Бумерит | страница 5



«Кен, ты должен это попробовать», – сказала Хлоя, положив мне на язык таблетку экстази. Она вцепилась в мою талию и не отпускала. Мой мозг наполнила небесная музыка, тело омывали потоки тепла, загорались и потухали крошечные огоньки, и я не был уверен, вижу я их или представляю. «Чувствуешь?» – всё время спрашивала Хлоя, и больше я почти ничего не помню. Позже той ночью мы занимались чем-то вроде секса, хотя на самом деле мы как будто и не начинали им заниматься, а скорее даже закончили – по сравнению с сияющим наслаждением, подаренным экстази, телесный секс был шагом назад, грубым вторжением в лучезарно-восхитительное, крутящееся и вращающееся пространство; на фоне этого волнующего блаженства даже груди Хлои не представляли интереса. Где кончается тело и начинается музыка? Будем ли мы чувствовать что-то похожее, когда растворимся в киберпространстве? Освободившись от тела, путешествовать со скоростью мысли в цифровой форме, описываемой миллиардами бит, льющихся по оптоволоконным кабелям, – приключение, на фоне которого даже секс кажется унылым занудством…

«Кен, ты должен это попробовать», – и я отключился, вышел в астрал, был оцифрован и отправился в путешествие по киберпространству.


Хлоя, как и я, – ребёнок бумеров[1]. Как и я, она не думала об этом до того, как мы вместе начали размышлять о себе. То есть лишь с началом пубертатного периода мы заметили, что наши родители из бумеров, и что бумеры действительно существуют. Говорят, что в подростковом возрасте дети отделяют себя от родителей. А если родители оказываются бумерами, всё только усложняется, потому что бумеры не родители, а явление природы.

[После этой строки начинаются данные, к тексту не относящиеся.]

PR #205, opened 2021-02-05
Unroll biginteger loops and reduce copies

Pratyush:
## Description

Replaces #199, motivation from #198

---

write a little note why.

- [x] Wrote unit tests

### DIFF
--- a/ff/src/biginteger/macros.rs
+++ b/ff/src/biginteger/macros.rs
@@ -12,35 +12,38 @@ macro_rules! bigint_impl {
         impl BigInteger for $name {
             const NUM_LIMBS: usize = $num_limbs;
 
-            #[inline]
+            #[ark_ff_asm::unroll_for_loops]
             fn add_nocarry(&mut self, other: &Self) -> bool {
                 let mut carry = 0;
 
-                for (a, b) in self.0.iter_mut().zip(other.0.iter()) {
-                    *a = adc!(*a, *b, &mut carry);
+                for i in 0..$num_limbs {
+                    self.0[i] = adc!(self.0[i], other.0[i], &mut carry);
                 }
 
                 carry != 0
             }
 
-            #[inline]
+            #[ark_ff_asm::unroll_for_loops]
             fn sub_noborrow(&mut self, other: &Self) -> bool {
                 let mut borrow = 0;
 
-                for (a, b) in self.0.iter_mut().zip(other.0.iter()) {
-                    *a = sbb!(*a, *b, &mut borrow);
+                for i in 0..$num_limbs {
+                    self.0[i] = sbb!(self.0[i], other.0[i], &mut borrow);
                 }
 
                 borrow != 0
             }
 
             #[inline]
+            #[ark_ff_asm::unroll_for_loops]
+            #[allow(unused)]
             fn mul2(&mut self) {
                 let mut last = 0;
-                for i in &mut self.0 {
-                    let tmp = *i >> 63;
-                    *i <<= 1;
-                    *i |= last;
+                for i in 0..$num_limbs {
+                    let a = &mut self.0[i];
+                    let tmp = *a >> 63;
+                    *a <<= 1;
+                    *a |= last;
                     last = tmp;
                 }
             }
@@ -72,12 +75,15 @@ macro_rules! bigint_impl {
             }
 
             #[inline]
+            #[ark_ff_asm::unroll_for_loops]
+            #[allow(unused)]
             fn div2(&mut self) {
                 let mut t = 0;
-                for i in self.0.iter_mut().rev() {
-                    let t2 = *i << 63;
-                    *i >>= 1;
-                    *i |= t;
+                for i in 0..$num_limbs {
+                    let a = &mut self.0[$num_limbs - i - 1];
+                    let t2 = *a << 63;
+                    *a >>= 1;
+                    *a |= t;
                     t = t2;
                 }
             }
@@ -270,16 +276,19 @@ macro_rules! bigint_impl {
 
         impl Ord for $name {
             #[inline]
+            #[ark_ff_asm::unroll_for_loops]
             fn cmp(&self, other: &Self) -> ::core::cmp::Ordering {
-                for (a, b) in self.0.iter().rev().zip(other.0.iter().rev()) {
+                use core::cmp::Ordering;
+                for i in 0..$num_limbs {
+                    let a = &self.0[$num_limbs - i - 1];
+                    let b = &other.0[$num_limbs - i - 1];
                     if a < b {
-                        return core::cmp::Ordering::Less;
+                        return Ordering::Less;
                     } else if a > b {
-                        return core::cmp::Ordering::Greater;
+                        return Ordering::Greater;
                     }
                 }
-
-                core::cmp::Ordering::Equal
+                Ordering::Equal
             }
         }
 
--- a/ff/src/biginteger/macros.rs
+++ b/ff/src/biginteger/macros.rs
@@ -12,13 +12,14 @@ macro_rules! bigint_impl {
         impl BigInteger for $name {
             const NUM_LIMBS: usize = $num_limbs;
 
+            #[inline]
             #[ark_ff_asm::unroll_for_loops]
             fn add_nocarry(&mut self, other: &Self) -> bool {
                 let mut carry = 0;
 
                 for i in 0..$num_limbs {
                     #[cfg(all(target_arch = "x86_64", feature = "asm"))]
-                    #[cfg_attr(all(target_arch = "x86_64", feature = "asm"), allow(unsafe_code))]
+                    #[allow(unsafe_code)]
                     unsafe {
                         carry = core::arch::x86_64::_addcarry_u64(
                             carry,
@@ -28,7 +29,7 @@ macro_rules! bigint_impl {
                         )
                     };
 
-                    #[cfg(not(feature = "asm"))]
+                    #[cfg(not(all(target_arch = "x86_64", feature = "asm")))]
                     {
                         self.0[i] = adc!(self.0[i], other.0[i], &mut carry);
                     }
@@ -37,13 +38,14 @@ macro_rules! bigint_impl {
                 carry != 0
             }
 
+            #[inline]
             #[ark_ff_asm::unroll_for_loops]
             fn sub_noborrow(&mut self, other: &Self) -> bool {
                 let mut borrow = 0;
 
                 for i in 0..$num_limbs {
                     #[cfg(all(target_arch = "x86_64", feature = "asm"))]
-                    #[cfg_attr(all(target_arch = "x86_64", feature = "asm"), allow(unsafe_code))]
+                    #[allow(unsafe_code)]
                     unsafe {
                         borrow = core::arch::x86_64::_subborrow_u64(
                             borrow,
@@ -53,7 +55,7 @@ macro_rules! bigint_impl {
                         )
                     };
 
-                    #[cfg(not(feature = "asm"))]
+                    #[cfg(not(all(target_arch = "x86_64", feature = "asm")))]
                     {
                         self.0[i] = sbb!(self.0[i], other.0[i], &mut borrow);
                     }
@@ -66,6 +68,24 @@ macro_rules! bigint_impl {
             #[ark_ff_asm::unroll_for_loops]
             #[allow(unused)]
             fn mul2(&mut self) {
+                #[cfg(all(target_arch = "x86_64", feature = "asm"))]
+                #[allow(unsafe_code)]
+                {
+                    let mut carry = 0;
+
+                    for i in 0..$num_limbs {
+                        unsafe {
+                            carry = core::arch::x86_64::_addcarry_u64(
+                                carry,
+                                self.0[i],
+                                self.0[i],
+                                &mut self.0[i],
+                            );
+                        }
+                    }
+                    return;
+                }
+
                 let mut last = 0;
                 for i in 0..$num_limbs {
                     let a = &mut self.0[i];
@@ -76,6 +96,7 @@ macro_rules! bigint_impl {
                 }
             }
 
+            #[inline]
             #[ark_ff_asm::unroll_for_loops]
             fn muln(&mut self, mut n: u32) {
                 if n >= 64 * $num_limbs {
@@ -118,6 +139,7 @@ macro_rules! bigint_impl {
                 }
             }
 
+            #[inline]
             #[ark_ff_asm::unroll_for_loops]
             fn divn(&mut self, mut n: u32) {
                 if n >= 64 * $num_limbs {
@@ -158,7 +180,12 @@ macro_rules! bigint_impl {
 
             #[inline]
             fn is_zero(&self) -> bool {
-                self.0.iter().all(|&e| e == 0)
+                for i in 0..$num_limbs {
+                    if self.0[i] != 0 {
+                        return false;
+                    }
+                }
+                true
             }
 
             #[inline]
--- a/ff/src/biginteger/macros.rs
+++ b/ff/src/biginteger/macros.rs
@@ -21,12 +21,8 @@ macro_rules! bigint_impl {
                     #[cfg(all(target_arch = "x86_64", feature = "asm"))]
                     #[allow(unsafe_code)]
                     unsafe {
-                        carry = core::arch::x86_64::_addcarry_u64(
-                            carry,
-                            self.0[i],
-                            other.0[i],
-                            &mut self.0[i],
-                        )
+                        use core::arch::x86_64::_addcarry_u64;
+                        carry = _addcarry_u64(carry, self.0[i], other.0[i], &mut self.0[i])
                     };
 
                     #[cfg(not(all(target_arch = "x86_64", feature = "asm")))]
@@ -47,12 +43,8 @@ macro_rules! bigint_impl {
                     #[cfg(all(target_arch = "x86_64", feature = "asm"))]
                     #[allow(unsafe_code)]
                     unsafe {
-                        borrow = core::arch::x86_64::_subborrow_u64(
-                            borrow,
-                            self.0[i],
-                            other.0[i],
-                            &mut self.0[i],
-                        )
+                        use core::arch::x86_64::_subborrow_u64;
+                        borrow = _subborrow_u64(borrow, self.0[i], other.0[i], &mut self.0[i])
                     };
 
                     #[cfg(not(all(target_arch = "x86_64", feature = "asm")))]
@@ -75,24 +67,22 @@ macro_rules! bigint_impl {
 
                     for i in 0..$num_limbs {
                         unsafe {
-                            carry = core::arch::x86_64::_addcarry_u64(
-                                carry,
-                                self.0[i],
-                                self.0[i],
-                                &mut self.0[i],
-                            );
-                        }
+                            use core::arch::x86_64::_addcarry_u64;
+                            carry = _addcarry_u64(carry, self.0[i], self.0[i], &mut self.0[i])
+                        };
                     }
-                    return;
                 }
 
-                let mut last = 0;
-                for i in 0..$num_limbs {
-                    let a = &mut self.0[i];
-                    let tmp = *a >> 63;
-                    *a <<= 1;
-                    *a |= last;
-                    last = tmp;
+                #[cfg(not(all(target_arch = "x86_64", feature = "asm")))]
+                {
+                    let mut last = 0;
+                    for i in 0..$num_limbs {
+                        let a = &mut self.0[i];
+                        let tmp = *a >> 63;
+                        *a <<= 1;
+                        *a |= last;
+                        last = tmp;
+                    }
                 }
             }
 
--- a/ff/src/biginteger/macros.rs
+++ b/ff/src/biginteger/macros.rs
@@ -19,8 +19,13 @@ macro_rules! bigint_impl {
                 for i in 0..$num_limbs {
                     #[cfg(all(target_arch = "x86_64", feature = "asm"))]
Issue #123, opened 2020-12-09
Poly: Investigate Faster sparse polynomial evaluation methods


ValarDragon:
At the moment, the logic for sparse polynomial evaluation is:
```
let total = self.coeffs.iter()
            .map(|(i, c)| (*c * point.pow(&[*i as u64])))
            .sum();
```

This recomputes the power of point for each term, which is more costly than need be.

Sparse polynomials for the most part used in vanishing polynomials in our codebase. I suggest we write a fast path for sparse polynomial evaluation, when all terms are powers of 2. (This captures vanishing polynomials for unions of cosets, and vanishing polynomials for subspaces of binary fields)
 
Then for general sparse polynomial evaluation, I suggest we compare the current method against computing all of the squares, and then make the per-term work just computing the correct product of the squares. (As this removes any duplicate squarings computed)

_Originally posted by @ValarDragon in https://github.com/arkworks-rs/algebra/pull/117#issuecomment-741568583_

jon-chuang:
well, naively, one solution is just to precompute the powers of 2 of the point, and implement the right addition chain for the given exponent i.

I agree this current method is quite ugly.

PR #214, opened 2021-02-08
Sparse poly eval

jon-chuang:
## Description

closes: https://github.com/arkworks-rs/algebra/issues/123
Results:
2.5x improvement.

New
Screenshot from 2021-02-08 13-50-46

Old
Screenshot from 2021-02-08 13-52-53

---

write a little note why.

- [x] Wrote unit tests

### DIFF
--- a/ff/src/fields/mod.rs
+++ b/ff/src/fields/mod.rs
@@ -189,8 +189,10 @@ pub trait Field:
         res
     }
 
-    /// Exponentiates this element by a number represented with `u64` limbs,
-    /// least significant limb first.
+    /// Exponentiates a field element by a number represented with `u64` limbs,
+    /// via a table containing as many powers of 2 of the given element
+    /// as the ceil of log2 of the exp, starting from the 1st power,
+    /// i.e. pows_2 = [p, p^2, p^4, ..., p^(2^n)] where exp has <= n bits
     #[inline]
     fn pow_with_table<S: AsRef<[u64]>>(pows_2: &[Self], exp: S) -> Self {
         let mut res = Self::one();
--- a/ff/src/fields/mod.rs
+++ b/ff/src/fields/mod.rs
@@ -189,19 +189,22 @@ pub trait Field:
         res
     }
 
-    /// Exponentiates a field element by a number represented with `u64` limbs,
-    /// via a table containing as many powers of 2 of the given element
-    /// as the ceil of log2 of the exp, starting from the 1st power,
-    /// i.e. pows_2 = [p, p^2, p^4, ..., p^(2^n)] where exp has <= n bits
+    /// Exponentiates a field element `f` by a number represented with `u64` limbs,
+    /// using a precomputed table containing as many powers of 2 of `f`
+    /// as the 1 + the floor of log2 of the exponent `exp`, starting from the 1st power.
+    /// That is, `powers_of_2` should equal `&[p, p^2, p^4, ..., p^(2^n)]`
+    /// when `exp` has at most `n` bits.
+    ///
+    /// This returns `None` when a power is missing from the table.
     #[inline]
-    fn pow_with_table<S: AsRef<[u64]>>(pows_2: &[Self], exp: S) -> Self {
+    fn pow_with_table<S: AsRef<[u64]>>(powers_of_2: &[Self], exp: S) -> Option<Self> {
         let mut res = Self::one();
         for (pow, bit) in BitIteratorLE::without_trailing_zeros(exp).enumerate() {
             if bit {
-                res *= &pows_2[pow];
+                res *= powers_of_2.get(pow)?;
             }
         }
-        res
+        Some(res)
     }
 }
 
--- a/ff/src/fields/mod.rs
+++ b/ff/src/fields/mod.rs
@@ -191,7 +191,7 @@ pub trait Field:
 
     /// Exponentiates this element by a number represented with `u64` limbs,
     /// least significant limb first.
-    #[inline(always)]
+    #[inline]
     fn pow_with_table<S: AsRef<[u64]>>(&self, exp: S, pows_2: &[Self]) -> Self {
         let exp = exp.as_ref();
         let len = exp.len();
@@ -199,7 +199,9 @@ pub trait Field:
         for i in 0..len {
             let lz = exp[len - 1 - i].leading_zeros() as usize;
             max -= lz;
-            if lz == 64 { break; }
+            if lz == 64 {
+                break;
+            }
         }
 
         let mut res = Self::zero();
--- a/ff/src/fields/mod.rs
+++ b/ff/src/fields/mod.rs
@@ -188,6 +188,30 @@ pub trait Field:
         }
         res
     }
+
+    /// Exponentiates this element by a number represented with `u64` limbs,
+    /// least significant limb first.
+    #[inline(always)]
+    fn pow_with_table<S: AsRef<[u64]>>(&self, exp: S, pows_2: &[Self]) -> Self {
+        let exp = exp.as_ref();
+        let len = exp.len();
+        let mut max = len * 64;
+        for i in 0..len {
+            let lz = exp[len - 1 - i].leading_zeros() as usize;
+            max -= lz;
+            if lz == 64 { break; }
+        }
+
+        let mut res = Self::zero();
+        for i in 0..max {
+            let part = i / 64;
+            let bit = i - (64 * part);
+            if exp[part] & (1 << bit) > 0 {
+                res *= pows_2[i]
+            }
+        }
+        res
+    }
 }
 
 /// A trait that defines parameters for a field that can be used for FFTs.
--- a/ff/src/fields/mod.rs
+++ b/ff/src/fields/mod.rs
@@ -192,24 +192,11 @@ pub trait Field:
     /// Exponentiates this element by a number represented with `u64` limbs,
     /// least significant limb first.
     #[inline]
-    fn pow_with_table<S: AsRef<[u64]>>(&self, exp: S, pows_2: &[Self]) -> Self {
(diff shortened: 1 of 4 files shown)


poly/src/polynomial/univariate/sparse.rs
```diff
@@ -62,12 +62,26 @@ impl<F: Field> Polynomial<F> for SparsePolynomial<F> {
...
+            pows_2.push(point);
+        }
         // compute all coeff * point^{i} and then sum the results
         let total = self
             .coeffs
             .iter()
-            .map(|(i, c)| (*c * point.pow(&[*i as u64])))
-            .sum();
+            .map(|(i, c)| {
+                debug_assert_eq!(point.pow_with_table(&[*i as u64], &pows_2[..]), point.pow(&[*i as u64]));
```
Pratyush, line 82: Do we need the debug assert?

ff/src/fields/mod.rs
```diff
@@ -188,6 +188,32 @@ pub trait Field:
...
+        let exp = exp.as_ref();
+        let len = exp.len();
+        let mut max = len * 64;
+        for i in 0..len {
+            let lz = exp[len - 1 - i].leading_zeros() as usize;
+            max -= lz;
+            if lz == 64 {
+                break;
+            }
+        }
```
Pratyush, line 205: Can you add a comment describing what this is doing?

jon-chuang: I changed it to use the BitIteratorLE

poly/src/polynomial/univariate/sparse.rs
```diff
@@ -62,11 +62,30 @@ impl<F: Field> Polynomial<F> for SparsePolynomial<F> {
         if self.is_zero() {
             return F::zero();
         }
+
+        let total_bits = core::mem::size_of::<usize>() * 8;
+        let max_pow_2 = total_bits - self.degree().leading_zeros() as usize;
+
+        let mut pows_2 = Vec::<F>::with_capacity(max_pow_2);
```
Pratyush, line 69: This is computing `log2(total_bits)`, right? You can replace it with `let max_pow_2 = ark_std::log2(total_bits);`.

Pratyush:
Thanks for this! This LGTM once the comment is addressed

poly/src/polynomial/univariate/sparse.rs
jon-chuang: fair enough

jon-chuang: imo this should be a usize default function

jon-chuang: btw, I am uncomfortable with the current name, imo it ought to be named `log2_then_ceil`, or `log2_of_next_pow_of_2` or something.

jon-chuang:
Ok, it should be good to merge now

poly/src/polynomial/univariate/sparse.rs
```diff
@@ -62,11 +62,29 @@ impl<F: Field> Polynomial<F> for SparsePolynomial<F> {
         if self.is_zero() {
             return F::zero();
         }
+
+        // Add one for good luck/avoid corner case
```
Pratyush, line 66: Why the `+ 1`? What's the corner case here?

jon-chuang: The corner case is when degree is a power of two.

jon-chuang: It's not important to work it out since the efficiency difference is logarithmic, so it only barely matters even when nonzero terms are logarithmic in the degree.

jon-chuang: Ok, I've used the exact formula now but better written

Pratyush: So you want to calculate `log2_floor`? (As opposed to `log2_ceil`, which is what `ark_std::log2` implements)

jon-chuang: Well, no, it's actually log2_plus_one_floor

Pratyush: Er how so? This playground shows that it's just `log2_ceil`: https://play.rust-lang.org/?version=stable&mode=debug&edition=2018&gist=90a1770db078df16538f7e1a304524d7

Pratyush: Oh nvm, I get it now.

Pratyush: Hmm then I'm confused; why not use `ark_std::log2`? Why do you need to round up 2^{k} to 2^{k + 1}?

poly-benches/benches/dense_uv_polynomial.rs
```diff
@@ -35,6 +40,21 @@ fn setup_bench<F: Field>(c: &mut Criterion, name: &str, bench_fn: fn(&mut Benche
     group.finish();
 }
 
+fn bench_sparse_poly_evaluate<F: Field>(b: &mut Bencher, non_zero_entries: &usize) {
+    const MAX_DEGREE: usize = 1 << 15;
+    // Per benchmark setup
+    let mut rng = &mut ark_std::test_rng();
+    let mut inner: Vec<(usize, F)> = Vec::with_capacity(*non_zero_entries);
+    (0..*non_zero_entries)
```
Pratyush, line 48:
```suggestion
fn bench_sparse_poly_evaluate<F: Field>(b: &mut Bencher, non_zero_entries: usize) {
    const MAX_DEGREE: usize = 1 << 15;
    // Per benchmark setup
    let mut rng = &mut ark_std::test_rng();
    let mut inner: Vec<(usize, F)> = Vec::with_capacity(non_zero_entries);
    (0..non_zero_entries)
```

poly/src/polynomial/univariate/sparse.rs
```diff
@@ -62,11 +62,28 @@ impl<F: Field> Polynomial<F> for SparsePolynomial<F> {
...
+
+        let max_pow_2 = 0usize.leading_zeros() - self.degree().leading_zeros();
+        let mut pows_2 = Vec::<F>::with_capacity(max_pow_2 as usize);
+
+        let mut p = *point;
+        pows_2.push(p);
+        for _ in 1..max_pow_2 {
+            p.square_in_place();
+            pows_2.push(p);
+        }
```
Pratyush, line 74: I think we can replace it with

```suggestion
		let num_powers = ark_std::log2(self.degree());
        let mut powers_of_2 = Vec::with_capacity(num_powers as usize);

        let mut p = *point;
        pows_2.push(p);
        for _ in 1..=num_powers {
            p.square_in_place();
            powers_of_2.push(p);
        }
```

poly/src/polynomial/univariate/sparse.rs
```diff
@@ -62,11 +62,28 @@ impl<F: Field> Polynomial<F> for SparsePolynomial<F> {
...
             .coeffs
             .iter()
-            .map(|(i, c)| (*c * point.pow(&[*i as u64])))
+            .map(|(i, c)| {
+                debug_assert_eq!(
+                    F::pow_with_table(&pows_2[..], &[*i as u64]),
+                    point.pow(&[*i as u64]),
+                    "pows not equal"
+                );
+                *c * F::pow_with_table(&pows_2[..], &[*i as u64])
```
Pratyush, line 85:
```suggestion
                    F::pow_with_table(&powers_of_2[..], &[*i as u64]),
                    point.pow(&[*i as u64]),
                    "pows not equal"
                );
                *c * F::pow_with_table(&powers_of_2[..], &[*i as u64])
```

poly/src/polynomial/univariate/sparse.rs
Pratyush: I see, it's because of the loop which goes up to `max_pows - 1`

poly/src/polynomial/univariate/sparse.rs
jon-chuang: I mean, that's the same as adding 1. and it's not the exact formula as I said...

jon-chuang: In principle, I am ok with this but I prefer my way as it's more transparent, whereas its not completely clear what log2 does unless you read the impl.

ff/src/fields/mod.rs
```diff
@@ -188,6 +188,21 @@ pub trait Field:
...
+    #[inline]
+    fn pow_with_table<S: AsRef<[u64]>>(pows_2: &[Self], exp: S) -> Self {
+        let mut res = Self::one();
+        for (pow, bit) in BitIteratorLE::without_trailing_zeros(exp).enumerate() {
+            if bit {
+                res *= &pows_2[pow];
+            }
+        }
+        res
+    }
```
Pratyush, line 205: Let's make it return an option, so that it return `None` when the powers are insufficient

```suggestion
    /// Exponentiates a field element `f` by a number represented with `u64` limbs,
    /// using a precomputed table containing as many 
    /// powers of 2 of `f`
    /// as the ceiling of log2 of the exponent `exp`, starting from the 1st power.
    /// That is, `powers_of_2` should equal `&[p, p^2, p^4, ..., p^(2^n)]` 
    /// when `exp` has at most `n` bits.
    ///
    /// This returns `None` when a power is missing from the
    /// table.
    #[inline]
    fn pow_with_table<S: AsRef<[u64]>>(powers_of_2: &[Self], exp: S) -> Option<Self> {
        let mut res = Self::one();
        for (pow, bit) in BitIteratorLE::without_trailing_zeros(exp).enumerate() {
            if bit {
                res *= &powers_of_2.get(&pow)?;
            }
        }
        Some(res)
```

Pratyush (approved):
Thanks, this looks good now!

Хлоя пыталась покончить с собой, но я не думаю, что это было связано с бумерами. Просто она так привлекает к себе внимание. Я познакомился с ней в Кембридже, где-то через год после её попытки самоубийства, на обязательном курсе «Сдвигая культурные парадигмы», который, как я позже выяснил, был скорее о бумерах, чем о культурных парадигмах. Но уже тогда я понял, что собственная парадигма – такой же важный атрибут бумера, как брюки клёш.

В Хлое мне нравились её глаза и смех, который как бы говорил: «Меня не удивишь». И ещё то, что у неё хватило смелости попытаться покончить со всем этим или самым решительным образом продемонстрировать свою глупость – это как посмотреть. «Кен, ты должен это попробовать», – это я слышал от неё как минимум пару раз в неделю, и со временем начал подозревать, что её попытка самоубийства была не результатом глубокой депрессии, а всего лишь новым увлекательным опытом. Хлоя стала моим лекарством от депрессии, той удушающей депрессии, которая в моем случае была реальной и неотвязной, как сиамский близнец, приросший к бедру. И раз самоубийство входило в развлекательную программу, подготовленную Хлоей, признаюсь, я не исключал возможности это попробовать. Но наверное, из-за того что у меня внутри было что-то неправильно, самоубийство после депрессии стало бы для меня таким же разочарованием, как секс после экстази.